**What is required**: Retype the material exactly, ending with the line containing "-77,7 +77,7 @@ WINETRICKS_VERSION=20230212-next".
-------------------------
PR #2049, opened 2023-03-22
Adding Bulgarian Translation

RacerBG:
Hello there, this is the Bulgarian translation for Winetricks.

This PR is ready for review although I need help with one specific thing related to WinRAR. Currently I'm using the default English version of it because I have no idea how to see the checksums (?) for the Bulgarian version. Could someone give me a hand for this (write the checksums here)? The lines are 17055 and 17057. Thanks in advance!

Also, I would like to ask if this is everything I need to do, for example do I need to edit other files?

Regards,
Georgi

### DIFF
--- a/src/winetricks
+++ b/src/winetricks
@@ -77,7 +77,7 @@ WINETRICKS_VERSION=20230212-next
 #   Copyright (C) 2013-2017 Andrey Gusev <andrey.goosev!gmail.com>
 #   Copyright (C) 2013-2020 Hillwood Yang <hillwood!opensuse.org>
 #   Copyright (C) 2013,2016 André Hentschel <nerv!dawncrow.de>
-#   Copyright (C) 2023 Georgi Georgiev (RacerBG) <g.georgiev.shumen@gmail.com>
+#   Copyright (C) 2023 Georgi Georgiev (RacerBG) <g.georgiev.shumen!gmail.com>
 #
 # License:
 #   This program is free software; you can redistribute it and/or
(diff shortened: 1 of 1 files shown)


austin987:
> Hello there, this is the Bulgarian translation for Winetricks.

Great, thanks for working on this!
 
> This PR is ready for review although I need help with one specific thing related to WinRAR. Currently I'm using the default English version of it because I have no idea how to see the checksums (?) for the Bulgarian version. Could someone give me a hand for this (write the checksums here)? The lines are 17055 and 17057. Thanks in advance!

Looks like you figured it out, but it's a sha256sum. Generally, `sha256sum $filename` if you have GNU coreutils, other OSes may have a different binary (osx/bsd).

> Also, I would like to ask if this is everything I need to do, for example do I need to edit other files?

`src/winetricks` is the primary file to worry about. But your changes triggered some shellcheck warnings that will need to be fixed before this can be merged (looks like 'smart quotes' were used instead of regular quotes). See https://www.shellcheck.net/wiki/SC1111

RacerBG:
@austin987 Thank you very much for the explanation. Knowing that the checksums are SHA256 was all I needed to add the correct ones. I'm assuming that WinRAR version 6.11 is used by Winetricks here. Also I had fixed the quotes, Bulgarian uses different quotes than English but it is not a big deal really. This PR is probably done if you don't have further recommendations for me.

PS: I can't squash commits if asked, I'm doing this via the GitHub website.

Regards,
Georgi

austin987:
Thanks!

PR #2055, opened 2023-04-10
winetricks_set_wineprefix: warn user if running on OSX m1/m2 and Rosetta2 is not installed

austin987:
There's obviously a lot more room for improvement for winetricks/osx, but as a first step..

@Gcenx could I get your thoughts?

### DIFF
--- a/src/winetricks
+++ b/src/winetricks
@@ -4999,6 +4999,14 @@ winetricks_set_wineprefix()
     # Make sure the prefix is initialized:
     w_try winetricks_early_wine cmd /c "echo init" > /dev/null 2>&1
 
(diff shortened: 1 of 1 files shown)


Gcenx:
I’d need to run it to verify but it seems correct at least. It’s actually possible to check that Rosetta2 is installed.

<br>

Not sure I’d directly say m1/m2 maybe (M Series/Apple Silicon)

Apple no longer uses the term OSX it’s now macOS since Sierra (10.12 released September 20, 2016), it’s better sticking to the term “macOS” as the packages @gverm and myself are maintaining only support macOS High Sierra and later.

austin987:
Updated (and now GPG signed); not in a rush if you'd like to test it first.

Gcenx:
Seems fine

PR #2073, opened 2023-05-24
Add missing filename to `dotnet6` verb

yyny:
As it stands this code tries to execute the non-existant file `""` which fails with a confusing error, but the install works correctly when the filename is specified.


austin987:
Thanks!

Issue #2077, opened 2023-06-07
VKD3D-Proton verb broken


AlfredoRodda:
Hello,

VKD3D-Proton version 2.9 introduced a change regarding the bundled D3D12 DLLs. More information about the release and changes can be found here (https://github.com/HansKristian-Work/vkd3d-proton/releases/tag/v2.9). 

In summary, VKD3D-Proton's "d3d12core.dll" needs to be moved and overridden like how Winetricks currently handles the d3d12.dll. 

I am not able to create a pull request. If the following changes are made in the Winetricks script then VKD3D-Proton 2.9 is fine.

1.  

Before 
```
# $1 - vkd3d-proton archive name (required)
helper_vkd3d_proton()
{
_W_package_archive="${1}"

_W_dll_overrides="d3d12"
```

After
```
# $1 - vkd3d-proton archive name (required)
helper_vkd3d_proton()
{
_W_package_archive="${1}"

_W_dll_overrides="d3d12 d3d12core"
```

2.
Before 
```
w_metadata vkd3d dlls \
    title="Vulkan-based D3D12 implementation for Linux / Wine (latest)" \
    publisher="Hans-Kristian Arntzen " \
    year="2020" \
    media="download" \
    installed_file1="${W_SYSTEM32_DLLS_WIN}/d3d12.dll"
```

After
```
w_metadata vkd3d dlls \
    title="Vulkan-based D3D12 implementation for Linux / Wine (latest)" \
    publisher="Hans-Kristian Arntzen " \
    year="2020" \
    media="download" \
    installed_file1="${W_SYSTEM32_DLLS_WIN}/d3d12.dll" \
    installed_file2="${W_SYSTEM32_DLLS_WIN}/d3d12core.dll"
```

Thank you,

AlfredoRodda:
Resolved as of #2081, thank you all.

PR #2081, opened 2023-06-14
vkd3d: Add d3d12core

Alexander88207:
Version 2.9 introduced a change regarding the bundled D3D12 DLLs.

Reported by: @AlfredoRodda in #2077


austin987:
Thanks!

PR #2082, opened 2023-06-24
support new wow64 mode

theofficialgman:
wow64 mode only builds a `wine` binary. the previous checking would result in a soft error in `winetricks_set_wineprefix` which would eventually result in `cmd.exe /c echo '%AppData%' returned empty string`

### DIFF
--- a/src/winetricks
+++ b/src/winetricks
@@ -5013,8 +5013,8 @@ winetricks_set_wineprefix()
     if test -d "${W_DRIVE_C}/windows/syswow64"; then
         # Probably need fancier handling/checking, but for a basic start:
         # Note 'wine' may be named 'wine-stable'/'wine-staging'/etc.):
-        # WINE64 = wine64, available on 64-bit prefixes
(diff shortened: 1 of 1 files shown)


austin987:
I don't think this is the right approach. While it does solve the immediate case, I think we want to know if the user is using the new style wow64 (it doesn't work in all cases, and I suspect that we may need to take different code paths in the future based on if a user is using it or old style wow64.

See https://github.com/Winetricks/winetricks/issues/2030 for more discussion about this.

theofficialgman:
I personally haven't noticed any issues yet (except dotnet20 hangs during installation which as noted in that issue is likely a wine bug) with winetricks with the patch implemented. For bug reporting though I agree this should probably be distinguished.

austin987:
I've pushed a test patch, if you'd like to try it, see https://github.com/Winetricks/winetricks/issues/2030#issuecomment-1621095879

I'm going to close this PR, as I don't think this is the right way to approach it. But thanks for your submission, and I'd welcome your feedback/help in #2030.

Issue #6129, opened 2026-08-04
[Bug] Backup and sync follow-up audit finds fidelity and atomicity gaps


YUZHEthefool:
### Self Checks / 自检

- [x] I have read the FAQ.
- [x] I searched existing open and closed issues.

### CC Switch Version / 版本号

3.19.1 (`main` at `59a2bd10`), follow-up audit based on PR #6122

### Operating System / 操作系统

All platforms; deterministic regression tests were run on Windows.

### Related App / 涉及应用

Claude Code, Codex, Gemini CLI, OpenCode, OpenClaw, Other / database backup and cloud sync

### Summary / 问题概述

A broader audit of SQL backup and WebDAV/S3 restore paths found a related set of fidelity and atomicity gaps. They will be reviewed as two Draft stacked PRs with small conventional commits, instead of many separate PRs:

1. **Backup fidelity layer** (depends on #6122)
   - preserve incremental `auto_vacuum` during staged import;
   - preserve NUL/non-UTF-8 TEXT and REAL storage/value semantics;
   - preserve `sqlite_sequence` AUTOINCREMENT high-water marks;
   - accept genuine schema-complete empty exports while rejecting truncated/header-only SQL.

2. **Sync consistency and reconciliation layer** (stacked on the backup layer)
   - keep `session_log_sync` cursors device-local while preserving ordinary SQL backup behavior;
   - preserve local-only writes that arrive during staging;
   - serialize WebDAV, S3, manual SQL import, and `.db` restore through one process lock;
   - keep post-import live projection inside that lock;
   - coordinate Skills DB rows with the filesystem SSOT through a fixed lock order;
   - trigger auto-sync for Profile changes;
   - rebuild Prompt/provider/MCP/Skill live projections, re-apply the local pricing sidecar, refresh settings/log state, and invalidate the real process UsageCache after restore.

### Expected Behavior / 期望行为

Backups round-trip supported SQLite state, and every restore produces one coherent database/Skills/live configuration state without losing concurrent device-local writes.

### Actual Behavior / 实际行为

The current paths can lose SQLite metadata/value fidelity, reject a valid empty export, mix database and Skills snapshots from different moments, overwrite device-local cursors/writes, allow restore operations to overlap, and leave managed live files/process caches stale after a successful database replacement.

### Test Plan / 测试计划

- legacy single-row and current batched SQL imports;
- file/String SQL API round-trips and failed-import atomicity;
[...]

PR #6146, opened 2026-08-04
fix(backup): preserve SQL fidelity and recovery safety

YUZHEthefool:
## Summary / 概述

This is the first layer of the follow-up audit after #6122.

- Preserve SQLite `auto_vacuum`, TEXT byte/storage semantics, REAL values, and `sqlite_sequence` AUTOINCREMENT high-water marks across SQL export/import.
- Accept genuine schema-complete empty exports while rejecting header-only, truncated-transaction, cross-file, and otherwise unsafe SQL without touching the live database.
- Publish database snapshots through hidden temporary files with no-clobber retry, keep restore source/safety snapshots protected during retention, reject corrupt/future-schema snapshots before replacement, and serialize backup-directory operations inside the process.
- Add focused regression coverage for legacy/current SQL formats, failure atomicity, filename collisions, retention, rename/delete races, and exact pre-restore safety snapshots.

Backup-directory coordination is process-local and relies on CC Switch's existing single-instance runtime invariant. Concurrent destructive operations from external tools or another process remain out of scope.

## Related Issue / 关联 Issue

Refs #6129

Follow-up to #6122. Dependent Draft: #6147.

## Screenshots / 截图

Not applicable — Rust backend and tests only.

## Verification / 验证

- `cargo fmt --check`
- `cargo test --lib database::backup::tests -- --test-threads=1` — 34 passed, 2 ignored performance harnesses
- `cargo test --test import_export_sync -- --test-threads=1` — 26 passed

## Checklist / 检查清单

- [x] `pnpm typecheck` not applicable (Rust-only diff)
- [x] `pnpm format:check` not applicable (Rust-only diff)
- [x] `cargo clippy` passes (Rust code changed)

### DIFF
--- a/src-tauri/src/database/backup.rs
+++ b/src-tauri/src/database/backup.rs
@@ -11,7 +11,8 @@ use rusqlite::types::ValueRef;
 use rusqlite::Connection;
 use std::fs;
 use std::path::{Path, PathBuf};
-use tempfile::NamedTempFile;
+use std::sync::{Mutex, MutexGuard};
+use tempfile::{Builder, NamedTempFile};
 
 const CC_SWITCH_SQL_EXPORT_HEADER: &str = "-- CC Switch SQLite 导出";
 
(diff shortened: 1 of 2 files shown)


farion1231:
@codex review

farion1231:
Merged — thank you for this one. The restore-path rework is a real data-safety win: while reviewing we independently reproduced the old failure chain where retention cleanup could delete the very backup being restored, letting `Connection::open` recreate it as an empty database that then silently replaced the live DB. Read-only open + staged validation + protected retention closes that for good, and the test coverage across collisions, races and retention edges is much appreciated.

Two small follow-ups if you're interested (neither is a blocker; they'd fold naturally into the #6147 stack):

- `validate_imported_schema` only probes table names, so a hand-edited current-version backup (table present, column dropped) still restores and only fails later with `no such column`. A cheap column-level probe after migrations (e.g. `SELECT <key columns> … LIMIT 0` per required table) would close it.
- On the restore/import staging path only, `integrity_check` + `foreign_key_check` would catch index/UNIQUE corruption and dangling FKs that `quick_check` passes. The periodic-backup path should keep `quick_check` for speed.

#6147 can now rebase onto main. Thanks again!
-------------------------
**Problem solution**:
PR #2049, opened 2023-03-22
Adding Bulgarian Translation

RacerBG:
Hello there, this is the Bulgarian translation for Winetricks.

This PR is ready for review although I need help with one specific thing related to WinRAR. Currently I'm using the default English version of it because I have no idea how to see the checksums (?) for the Bulgarian version. Could someone give me a hand for this (write the checksums here)? The lines are 17055 and 17057. Thanks in advance!

Also, I would like to ask if this is everything I need to do, for example do I need to edit other files?

Regards,
Georgi

### DIFF
--- a/src/winetricks
+++ b/src/winetricks
@@ -77,7 +77,7 @@ WINETRICKS_VERSION=20230212-next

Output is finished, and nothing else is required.